> TASK INPUTS:

PR #1394, opened 2021-11-03
show hidden help when running dev versions

alexcb:
autocomplete already suggests hidden flags; however when running --help
those flags are not displayed. This extends the logic to cover both
autocompletion and help text.

### DIFF
--- a/cmd/earthly/main.go
+++ b/cmd/earthly/main.go
@@ -73,6 +73,7 @@ import (
 	"github.com/earthly/earthly/util/containerutil"
 	"github.com/earthly/earthly/util/fileutil"
 	"github.com/earthly/earthly/util/llbutil"
+	"github.com/earthly/earthly/util/reflectutil"
 	"github.com/earthly/earthly/util/termutil"
 	"github.com/earthly/earthly/variables"
 )
@@ -246,6 +247,7 @@ func main() {
 	}
 
 	app := newEarthlyApp(ctx, conslogging.Current(colorMode, padding, false))
+	app.unhideFlags(ctx)
 	app.autoComplete(ctx)
 
 	exitCode := app.run(ctx, os.Args)
@@ -615,7 +617,7 @@ func newEarthlyApp(ctx context.Context, console conslogging.ConsoleLogger) *eart
 		},
 		{
 			Name:        "docker",
-			Usage:       "Build a Dockerfile without converting to an Earthfile",
+			Usage:       "Build a Dockerfile without converting to an Earthfile *experimental*",
 			Description: "Builds a dockerfile",
 			Hidden:      true, // Experimental.
 			Action:      app.actionDocker,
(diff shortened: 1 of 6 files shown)


cmd/earthly/main.go
```diff
@@ -1278,6 +1280,44 @@ func (app *earthlyApp) processDeprecatedCommandOptions(context *cli.Context, cfg
 	return nil
 }
 
+func (app *earthlyApp) unhideFlags(ctx context.Context) error {
+	var err error
+	showHidden := strings.HasPrefix(Version, "dev-")
```
andrewsykim, line 1285: Part of me thinks we should keep these flags hidden so we don't get confused with what is hidden or not in the actual released versions. The `EARTHLY_SHOW_HIDDEN` would be there to always show it otherwise

alexcb: If we run `EARTHLY_SHOW_HIDDEN=0 earthly` it'll force them to be hidden even when running a dev version. When `EARTHLY_SHOW_HIDDEN` isn't set, we default to this auto behaviour, and `EARTHLY_SHOW_HIDDEN=1` we will always show them.

I have `EARTHLY_SHOW_HIDDEN=1` set in my `.bashrc`, so I don't have a strong opinion on removing the auto heuristic.

alexcb: @andrewsykim it's been removed. Can you take another look?

cmd/earthly/main.go
```diff
@@ -1278,6 +1280,43 @@ func (app *earthlyApp) processDeprecatedCommandOptions(context *cli.Context, cfg
 	return nil
 }
 
+func (app *earthlyApp) unhideFlags(ctx context.Context) error {
+	var err error
+	if os.Getenv("EARTHLY_AUTOCOMPLETE_HIDDEN") != "" && os.Getenv("COMP_POINT") == "" { // TODO delete this check after 2021-03-01
```
alexcb, line 1285: randomly picked date; this isn't an advertised feature -- no need to support long term.

util/reflectutil/setbool.go
```diff
@@ -0,0 +1,20 @@
+package reflectutil
+
+import (
+	"reflect"
+)
+
+// SetBool looks for a boolean struct value named `structName` in `iface` and sets it to `value`.
+// Upon success a true value is returned, otherwise false.
+func SetBool(iface interface{}, structName string, value bool) bool {
```
andrewsykim, line 9: minor nit, `s/structName/fieldName`

andrewsykim (approved):
LGTM, just left some minor non-blocking comments

util/reflectutil/setbool.go
alexcb: hah, such an obvious variable name. good point :)

cmd/earthly/main.go
alexcb: That seems much longer term than needed. It's only really a developer-feature, I don't think it's something that we need to worry about. I suspect I could just have skipped this warning all together and nobody would have noticed.

andrewsykim: yeah fair -- 0.7 was just an example, saying "after v0.6" could work too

> TO DO: Each line of the listing that includes the word "have" counts once; give the total as a single number.

> TASK SOLUTION: 2